Assigned task: Of the lines below, count those containing the word "changes". Reply with the number alone.

* * *

PR #228, opened 2019-05-17
Added  preferences provider extension.

akurinnoy:

### What does this PR do?

Preferences Provider extension synchronizes Theia workspace settings with a preferences retrieved from a Che workspace configuration.

An extension preferences should be defined in the following way:

in `devfile`:

```yaml
- name: ${pluginName}
  type: chePlugin
  id: ${pluginId}
  preferences:
    ${propertyNameOne}: '${propertyValueOne}'
    ${propertyNameTwo}: '${propertyValueTwo}'
    ...
```

in `json` configuration:
```json
"attributes": {
  "plugin.${pluginId}.preference.${preferenceNameOne}": "${preferenceValueOne}",
  "plugin.${pluginId}.preference.${preferenceNameTwo}": "${preferenceValueTwo}"
  ...
}
```

resolve https://github.com/eclipse/che/issues/12992


extensions/eclipse-che-theia-prefs-provider/tests/prefs-provider-extension.test.ts
```diff
@@ -0,0 +1,202 @@
...
+
+        test('should retrieve preferences', async () => {
+            await prefsProvider.restorePluginProperties();
+
+            expect((<any>prefsProvider).setPluginProperties.mock.calls[0][0]).toEqual(prefsExpectation);
+        });
+
+    });
+
+});
```
AndrienkoAleksandr: New line, please.

extensions/eclipse-che-theia-prefs-provider/tsconfig.json
```diff
@@ -0,0 +1,30 @@
...
+            "dom"
+        ],
+        "sourceMap": true,
+        "rootDir": "src",
+        "outDir": "lib"
+    },
+    "include": [
+        "src"
+    ]
+}
```
AndrienkoAleksandr: Extends please from base config https://github.com/eclipse/che-theia/blob/master/extensions/eclipse-che-theia-user-preferences/tsconfig.json#L2

extensions/eclipse-che-theia-prefs-provider/jest.config.js
```diff
@@ -0,0 +1,29 @@
+/********************************************************************************
```
benoitf: hello, do we need this file ?
AFAIK until now all jest config was set in package.json files
https://github.com/eclipse/che-theia/blob/466ddd6ec38e3b73e5e6ce93b673ad4c3f316741/plugins/factory-plugin/package.json#L35-L56

extensions/eclipse-che-theia-prefs-provider/package.json
```diff
@@ -0,0 +1,32 @@
+{
+  "name": "@eclipse-che/theia-prefereneces-provider-extension",
```
benoitf: there is a typo on preferences (in the name)

extensions/eclipse-che-theia-prefs-provider/src/browser/prefs-provider-extension-frontend-module.ts
```diff
@@ -0,0 +1,25 @@
...
+ * with the GNU Classpath Exception which is available at
+ * https://www.gnu.org/software/classpath/license.html.
+ *
+ * SPDX-License-Identifier: EPL-2.0 OR GPL-2.0 WITH Classpath-exception-2.0
+ ********************************************************************************/
+
+import { ContainerModule } from 'inversify';
+
+import { FrontendApplicationContribution } from '@theia/core/lib/browser';
+import { PrefsProvider } from './prefs-provider';
```
benoitf: I would opt for PreferencesProvider as name

extensions/eclipse-che-theia-prefs-provider/src/browser/prefs-provider.ts
```diff
@@ -0,0 +1,130 @@
...
+    PreferenceServiceImpl,
+    PreferenceScope,
+    FrontendApplicationContribution,
+    FrontendApplication
+} from '@theia/core/lib/browser';
+import { WorkspaceService } from '@theia/workspace/lib/browser';
+import WorkspaceClient, { IRemoteAPI } from '@eclipse-che/workspace-client';
+import { che } from '@eclipse-che/api';
+
+export interface WorkspaceWithDevfile extends che.workspace.Workspace {
```
benoitf: I'm curious, why do we need to extend che.workspace.Workspace ? devFile should already be there no ?

extensions/eclipse-che-theia-prefs-provider/package.json
benoitf: also I don't see where this extension is used ?

extensions/eclipse-che-theia-prefs-provider/src/browser/prefs-provider.ts
akurinnoy: I've just forgot to remove this. There was a type guard for a workspace with devfile, but later I got rid of it.

extensions/eclipse-che-theia-prefs-provider/jest.config.js
akurinnoy: hello, 
I'll move this config in package.json.

extensions/eclipse-che-theia-prefs-provider/src/browser/prefs-provider.ts
```diff
@@ -0,0 +1,130 @@
...
+    }
+
+    private async setPluginProperties(props: [string, string][]): Promise<void> {
+        await this.workspaceService.roots;
+        const workspace = this.workspaceService.workspace;
+        if (!workspace) {
+            throw new Error('Failed to get Theia workspace.');
+        }
+        for (const [key, value] of props) {
+            await this.preferenceService.set(key, value, PreferenceScope.Workspace, workspace.uri);
```
tsmaeder: Shouldn't the scope here be "default"? Otherwise, how can the user override this preference?

extensions/eclipse-che-theia-prefs-provider/src/browser/prefs-provider.ts
```diff
@@ -0,0 +1,130 @@
...
+        });
+    }
+
+    async restorePluginProperties(): Promise<void> {
+        try {
+            const workspace = await this.getWorkspace();
+            const propsTuples = this.getPluginsProperties(workspace);
+            return this.setPluginProperties(propsTuples);
+        } catch (e) {
+            throw new Error('Preferences Provider Extension: ' + e.message);
```
tsmaeder: Why not just let the exception propagate here? This loses all information about where the error occurred.

akurinnoy: Good point, thanks, I'll fix

extensions/eclipse-che-theia-prefs-provider/src/browser/prefs-provider.ts
akurinnoy: Good catch!
Actually, default scope preference provider is not designed to set preferences ([preference-contribution.ts#L255](https://github.com/theia-ide/theia/blob/master/packages/core/src/browser/preferences/preference-contribution.ts#L255)). So "user" scope is the only option here, isn't it?

tsmaeder: Maybe an approach based on PreferenceProvider would work? I would take the discussion to the Theia chat, tbh.

akurinnoy: I'm not sure about overriding preferences in default scope, so let's consider other options first.

Setting recommended preferences in user scope is not an option here because user scope preferences are synchronizing between Che workspaces.

With workspace scope, we can make the extension working in the following way:
- set preferences if workspace scope doesn't contain them
- otherwise, ask user to override preferences with recommended ones.

What do you think?

AndrienkoAleksandr: > set preferences if workspace scope doesn't contain them

+1

tsmaeder: I still think the right thing to do would be to try an approach on PreferenceProvider. I'm sure Anton Kosyakov could provide feedback if that makes sense. Not an expert here.

evidolob:
ci-build

extensions/eclipse-che-theia-prefs-provider/src/browser/prefs-provider.ts
akurinnoy: I'm merging the PR as is, and [here](https://github.com/eclipse/che-theia/issues/243) is the issue to continue the discussion

PR #230, opened 2019-05-20
Cache Che commands

RomanNikitenko:
### What does this PR do?
Che commands are not modified in runtime at the moment, so I think we can cache them.

### DIFF
--- a/plugins/task-plugin/src/che-workspace-client.ts
+++ b/plugins/task-plugin/src/che-workspace-client.ts
@@ -16,6 +16,7 @@ const TERMINAL_SERVER_TYPE = 'terminal';
 
 @injectable()
 export class CheWorkspaceClient {
+    private cachedCommands: cheApi.workspace.Command[] = [];
 
     async getMachines(): Promise<{ [attrName: string]: cheApi.workspace.Machine }> {
         const workspace = await this.getCurrentWorkspace();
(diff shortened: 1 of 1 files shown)


sunix:
But we what if we want to be able to modify them at runtime eventually ?
What is the benefit at the moment of caching ?

plugins/task-plugin/src/che-workspace-client.ts
```diff
@@ -32,6 +33,10 @@ export class CheWorkspaceClient {
     }
 
     async getCommands(): Promise<cheApi.workspace.Command[]> {
+        if (this.cachedCommands.length > 0) {
+            return this.cachedCommands;
+        }
+
```
benoitf: I would avoid to cache it there.
Probably better to cache getCurrentWorkspace if config is not changed

RomanNikitenko: Agree, what about caching on che task provider level?

benoitf: cache is good but we need to invalidate cache when workspace configuration is changed

RomanNikitenko: We don't have events about changing workspace config, but workspace and plugins will be restarted if configuration is changed. Is it correct?

PR #242, opened 2019-05-23
Make sure clone path is always relative 

mmorhun:

### What does this PR do?
Make sure clone path is always relative and does not starts from slash as Che 6 project path.

https://github.com/eclipse/che/issues/13112

### DIFF
--- a/plugins/factory-plugin/src/workspace-projects-manager.ts
+++ b/plugins/factory-plugin/src/workspace-projects-manager.ts
@@ -145,8 +145,6 @@ export class DevfileProjectsManager extends WorkspaceProjectsManager {
             fileUri.convertToCheProjectPath(projectFolderURI, this.projectsRoot),
             projectUpstreamBranch.remoteURL,
             projectUpstreamBranch.branch);
-
-        if (workspace.devfile) { delete workspace.config; } // TODO delete this temporary workaround
     }
 
     deleteProject(workspace: cheApi.workspace.Workspace, projectFolderURI: string): void {
@@ -154,8 +152,6 @@ export class DevfileProjectsManager extends WorkspaceProjectsManager {
             workspace.devfile.projects,
             fileUri.convertToCheProjectPath(projectFolderURI, this.projectsRoot)
         );
-
-        if (workspace.devfile) { delete workspace.config; } // TODO delete this temporary workaround
     }
 
 }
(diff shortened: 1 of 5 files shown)


plugins/factory-plugin/src/workspace-projects-manager.ts
```diff
@@ -212,7 +208,7 @@ export class WorkspaceConfigProjectsManager extends WorkspaceProjectsManager {
 
         projectsHelper.deleteProjectFromWorkspaceConfig(
             workspace.config.projects,
-            fileUri.convertToCheProjectPath(projectFolderURI, this.projectsRoot)
+            '/' + fileUri.convertToCheProjectPath(projectFolderURI, this.projectsRoot)
```
AndrienkoAleksandr: Maybe  `path.sep` here instead of '/'?  But up to you.

plugins/factory-plugin/src/workspace-projects-manager.ts
```diff
@@ -195,7 +191,7 @@ export class WorkspaceConfigProjectsManager extends WorkspaceProjectsManager {
 
         projectsHelper.updateOrCreateGitProjectInWorkspaceConfig(
             workspace.config.projects,
-            fileUri.convertToCheProjectPath(projectFolderURI, this.projectsRoot),
+            '/' + fileUri.convertToCheProjectPath(projectFolderURI, this.projectsRoot),
```
AndrienkoAleksandr: Maybe  `path.sep` here instead of '/'?  But up to you.

plugins/factory-plugin/src/workspace-projects-manager.ts
mmorhun: According to [specification](https://github.com/eclipse/che/blob/e3281718a71db9f4de913d597dea0107f6c4b20f/core/che-core-api-model/src/main/java/org/eclipse/che/api/core/model/workspace/devfile/Project.java#L23), only `/` is allowed.

plugins/factory-plugin/src/workspace-projects-manager.ts
mmorhun: The same as above

plugins/factory-plugin/tests/file-uri.spec.ts
```diff
@@ -26,12 +26,12 @@ describe("Test exec commands", () => {
...
 });
 
-describe("Testing convertion of project paths to be stored in the workspace config", () => {
-    test("Converting fs project path to che project path", async () => {
-        expect(convertToCheProjectPath('/projects/che-factory-extension/', '/projects')).toBe('/che-factory-extension');
-        expect(convertToCheProjectPath('/projects/che-factory-extension', '/projects')).toBe('/che-factory-extension');
-        expect(convertToCheProjectPath('/projects/che/che-factory-extension/', '/projects')).toBe('/che/che-factory-extension');
-        expect(convertToCheProjectPath('/projects/theiadev_projects/blog.sunix.org/', '/projects/theiadev_projects')).toBe('/blog.sunix.org');
-        expect(convertToCheProjectPath('/projects/che/che-factory-extension/', undefined)).toBe('/che/che-factory-extension');
+describe('Testing convertion of project paths to be stored in the workspace config', () => {
```
sunix: This is breaking projects cloning from workspace based on `workspace config`. The clonePath is for workspaces based on `devfile`.

PR #259, opened 2019-06-04
Fix build according to Theia refactoring

evidolob:
Update che-theia generator, and fix all compilation error


benoitf:
FYI ci job is not so happy

evidolob:
Unfortunately I don't found better (quicker) way than reseting changes in `che-theia` with
`RUN cd che/che-theia && git reset --hard`  
to restore build. We can discuss better way(che-theia repo reorganization) during F2F

PR #274, opened 2019-06-11
Run Che command in selected container if container doesn't specified in configuration

mmorhun:
#### Description

If container in which command should be run cannot be detected from config, run the command in selected container.
To reach that we need to send task modification which should be applied to persistent task configuration for only this one run and define the currently used container as a target container.

#### Resolves

https://github.com/eclipse/che-theia/issues/222

#### Depends on

https://github.com/theia-ide/theia/pull/5312

### DIFF
--- a/plugins/containers-plugin/src/containers-tree-data-provider.ts
+++ b/plugins/containers-plugin/src/containers-tree-data-provider.ts
@@ -11,6 +11,8 @@
 import * as theia from '@theia/plugin';
 import { IContainer } from './containers-service';
 
+const CHE_TASK_TYPE = 'che';
+
 interface ITreeNodeItem {
     id: string;
     name: string;
@@ -19,7 +21,7 @@ interface ITreeNodeItem {
     parentId?: string;
     command?: {
         id: string;
-        arguments?: string[]
+        arguments?: (string | Object)[]
     },
     isExpanded?: boolean;
 }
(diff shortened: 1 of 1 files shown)


plugins/containers-plugin/src/containers-tree-data-provider.ts
```diff
@@ -106,7 +108,7 @@ export class ContainersTreeDataProvider implements theia.TreeDataProvider<ITreeN
                         name: commandName,
                         tooltip: 'execute the command',
                         iconPath: 'fa-cogs medium-yellow',
-                        command: { id: 'task:run', arguments: ['che', commandName] }
+                        command: { id: 'task:run', arguments: [CHE_TASK_TYPE, commandName, this.overrideContainerName(container.name)] }
```
benoitf: hello, it couldn't be another field ? looks like we're now having complex types for command

vitaliy-guliy: I would not use dedicated method and constant.
Just inline
```
{
    type: 'che',
    target: {
        machineName: containerName
    }
}
```

AndrienkoAleksandr: @vitaliy-guliy, I think @mmorhun can not do that in a simple way. To do this stuff we need align this field in the che-machine-exec server side. @vitaliy-guliy create separated issue for that.

vitaliy-guliy:
@mmorhun could we wait until the https://github.com/eclipse/che-theia/pull/295 is merged and then will test the case again. I have a feeling that PR https://github.com/eclipse/che-theia/pull/295 will fix the problem.

mmorhun:
Closing this because the solution idea was changed due to changes in upstream.
There is a new PR that address the issue: https://github.com/eclipse/che-theia/pull/440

* * *

Output below: 2